Activity -> Below are entries. Pull out all lines containing "nrow".

+ + +

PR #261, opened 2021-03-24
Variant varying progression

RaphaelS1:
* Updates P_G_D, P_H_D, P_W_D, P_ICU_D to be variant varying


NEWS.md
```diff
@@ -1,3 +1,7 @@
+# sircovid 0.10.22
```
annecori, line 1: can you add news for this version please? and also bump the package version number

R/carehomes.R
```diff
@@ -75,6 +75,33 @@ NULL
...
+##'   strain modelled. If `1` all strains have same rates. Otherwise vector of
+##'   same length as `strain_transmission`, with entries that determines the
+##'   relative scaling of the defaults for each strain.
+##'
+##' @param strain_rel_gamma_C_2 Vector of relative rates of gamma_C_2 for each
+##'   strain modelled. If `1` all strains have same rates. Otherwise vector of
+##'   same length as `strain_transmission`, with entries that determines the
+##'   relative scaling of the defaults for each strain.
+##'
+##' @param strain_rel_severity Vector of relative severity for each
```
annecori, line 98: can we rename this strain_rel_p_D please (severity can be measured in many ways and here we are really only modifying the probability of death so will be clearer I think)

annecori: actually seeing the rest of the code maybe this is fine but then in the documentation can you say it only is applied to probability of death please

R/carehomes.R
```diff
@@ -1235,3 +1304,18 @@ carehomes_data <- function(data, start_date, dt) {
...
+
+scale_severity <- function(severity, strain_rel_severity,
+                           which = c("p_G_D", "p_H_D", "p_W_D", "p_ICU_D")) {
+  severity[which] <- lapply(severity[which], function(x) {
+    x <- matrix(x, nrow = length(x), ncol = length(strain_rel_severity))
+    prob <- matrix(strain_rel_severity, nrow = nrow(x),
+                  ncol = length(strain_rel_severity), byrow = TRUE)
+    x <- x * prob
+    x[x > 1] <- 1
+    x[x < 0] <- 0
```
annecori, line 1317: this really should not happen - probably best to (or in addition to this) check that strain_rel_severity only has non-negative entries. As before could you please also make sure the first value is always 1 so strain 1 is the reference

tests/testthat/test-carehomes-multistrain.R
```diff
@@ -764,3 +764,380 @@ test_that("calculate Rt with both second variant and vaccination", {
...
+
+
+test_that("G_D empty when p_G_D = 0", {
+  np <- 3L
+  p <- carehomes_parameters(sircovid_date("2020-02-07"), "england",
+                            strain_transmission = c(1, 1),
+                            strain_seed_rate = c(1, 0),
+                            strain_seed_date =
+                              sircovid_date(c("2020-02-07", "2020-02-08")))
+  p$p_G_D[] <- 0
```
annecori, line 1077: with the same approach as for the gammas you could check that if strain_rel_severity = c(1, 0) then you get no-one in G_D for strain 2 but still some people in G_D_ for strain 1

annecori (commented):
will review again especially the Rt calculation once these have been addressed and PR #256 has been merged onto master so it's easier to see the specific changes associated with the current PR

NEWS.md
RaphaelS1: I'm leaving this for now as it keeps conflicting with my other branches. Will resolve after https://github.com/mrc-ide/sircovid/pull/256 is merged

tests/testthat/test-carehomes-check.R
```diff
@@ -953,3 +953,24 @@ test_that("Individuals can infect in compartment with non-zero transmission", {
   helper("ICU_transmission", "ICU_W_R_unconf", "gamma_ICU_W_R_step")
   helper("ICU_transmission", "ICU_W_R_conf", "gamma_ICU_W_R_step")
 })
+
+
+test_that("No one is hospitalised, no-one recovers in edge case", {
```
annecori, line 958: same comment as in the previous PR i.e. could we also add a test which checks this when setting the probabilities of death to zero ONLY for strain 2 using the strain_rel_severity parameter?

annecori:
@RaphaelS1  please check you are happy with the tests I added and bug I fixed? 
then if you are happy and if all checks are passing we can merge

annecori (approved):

+ + +

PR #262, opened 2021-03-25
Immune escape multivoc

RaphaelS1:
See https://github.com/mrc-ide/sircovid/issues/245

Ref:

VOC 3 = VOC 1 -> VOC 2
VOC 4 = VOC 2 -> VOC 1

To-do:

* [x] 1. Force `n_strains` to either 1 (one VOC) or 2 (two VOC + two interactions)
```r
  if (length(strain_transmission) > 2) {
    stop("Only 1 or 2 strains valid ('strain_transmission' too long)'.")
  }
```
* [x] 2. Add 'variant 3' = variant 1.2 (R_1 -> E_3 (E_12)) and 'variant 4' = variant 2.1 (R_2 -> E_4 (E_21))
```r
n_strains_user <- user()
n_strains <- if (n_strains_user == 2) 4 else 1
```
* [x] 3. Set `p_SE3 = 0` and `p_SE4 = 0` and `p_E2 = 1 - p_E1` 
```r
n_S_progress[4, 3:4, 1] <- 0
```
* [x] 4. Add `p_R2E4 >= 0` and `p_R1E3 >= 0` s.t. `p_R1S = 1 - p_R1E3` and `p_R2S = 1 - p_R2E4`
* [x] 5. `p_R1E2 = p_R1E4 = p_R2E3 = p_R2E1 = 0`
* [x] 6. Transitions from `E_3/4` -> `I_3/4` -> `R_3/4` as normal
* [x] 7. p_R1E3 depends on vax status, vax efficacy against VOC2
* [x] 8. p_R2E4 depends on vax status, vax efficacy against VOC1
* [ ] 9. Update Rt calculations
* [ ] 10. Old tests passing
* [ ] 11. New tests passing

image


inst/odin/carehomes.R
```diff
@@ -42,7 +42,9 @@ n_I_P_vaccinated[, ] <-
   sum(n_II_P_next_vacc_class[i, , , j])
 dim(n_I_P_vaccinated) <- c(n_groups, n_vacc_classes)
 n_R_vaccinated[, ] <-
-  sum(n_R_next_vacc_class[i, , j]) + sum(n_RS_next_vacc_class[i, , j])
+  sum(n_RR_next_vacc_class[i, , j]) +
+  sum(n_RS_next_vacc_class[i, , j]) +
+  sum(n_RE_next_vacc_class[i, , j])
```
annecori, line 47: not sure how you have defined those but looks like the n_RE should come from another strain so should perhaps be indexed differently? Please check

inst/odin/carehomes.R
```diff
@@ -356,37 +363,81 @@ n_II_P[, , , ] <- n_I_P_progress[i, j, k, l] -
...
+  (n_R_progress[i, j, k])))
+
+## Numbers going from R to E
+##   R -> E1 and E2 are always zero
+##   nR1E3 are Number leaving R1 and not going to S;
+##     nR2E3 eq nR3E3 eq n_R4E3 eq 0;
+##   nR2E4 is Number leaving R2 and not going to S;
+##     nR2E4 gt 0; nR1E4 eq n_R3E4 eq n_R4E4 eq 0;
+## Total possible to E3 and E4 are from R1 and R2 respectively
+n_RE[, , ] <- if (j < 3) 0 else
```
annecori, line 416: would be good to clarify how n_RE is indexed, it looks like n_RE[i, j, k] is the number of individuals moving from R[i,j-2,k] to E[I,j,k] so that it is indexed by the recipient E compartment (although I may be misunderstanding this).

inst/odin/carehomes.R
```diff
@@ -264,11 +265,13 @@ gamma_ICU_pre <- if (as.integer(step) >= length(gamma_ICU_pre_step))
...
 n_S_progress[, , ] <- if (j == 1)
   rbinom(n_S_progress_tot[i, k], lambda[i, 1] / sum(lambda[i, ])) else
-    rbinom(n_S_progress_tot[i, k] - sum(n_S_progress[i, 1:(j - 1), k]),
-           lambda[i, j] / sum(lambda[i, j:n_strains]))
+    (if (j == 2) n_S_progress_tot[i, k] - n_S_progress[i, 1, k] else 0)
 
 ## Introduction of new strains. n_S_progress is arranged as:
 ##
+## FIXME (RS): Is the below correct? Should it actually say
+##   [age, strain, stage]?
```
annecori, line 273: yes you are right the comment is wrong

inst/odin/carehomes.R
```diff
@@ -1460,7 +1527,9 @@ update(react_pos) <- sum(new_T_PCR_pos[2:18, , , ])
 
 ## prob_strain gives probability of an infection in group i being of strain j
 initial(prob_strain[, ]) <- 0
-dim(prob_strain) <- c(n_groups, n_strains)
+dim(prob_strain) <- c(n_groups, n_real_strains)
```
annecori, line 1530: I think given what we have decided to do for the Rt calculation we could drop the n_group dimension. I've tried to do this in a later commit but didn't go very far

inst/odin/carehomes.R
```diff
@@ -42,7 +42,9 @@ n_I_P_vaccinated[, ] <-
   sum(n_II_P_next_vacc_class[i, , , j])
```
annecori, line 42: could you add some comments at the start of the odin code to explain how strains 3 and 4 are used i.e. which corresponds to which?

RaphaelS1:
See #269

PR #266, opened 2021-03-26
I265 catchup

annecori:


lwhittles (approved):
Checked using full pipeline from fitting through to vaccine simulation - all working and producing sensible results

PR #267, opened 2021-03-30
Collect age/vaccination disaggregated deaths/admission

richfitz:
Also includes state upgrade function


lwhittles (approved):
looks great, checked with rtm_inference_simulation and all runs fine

+ + +

Output for this exercise ->
+    x <- matrix(x, nrow = length(x), ncol = length(strain_rel_severity))
+    prob <- matrix(strain_rel_severity, nrow = nrow(x),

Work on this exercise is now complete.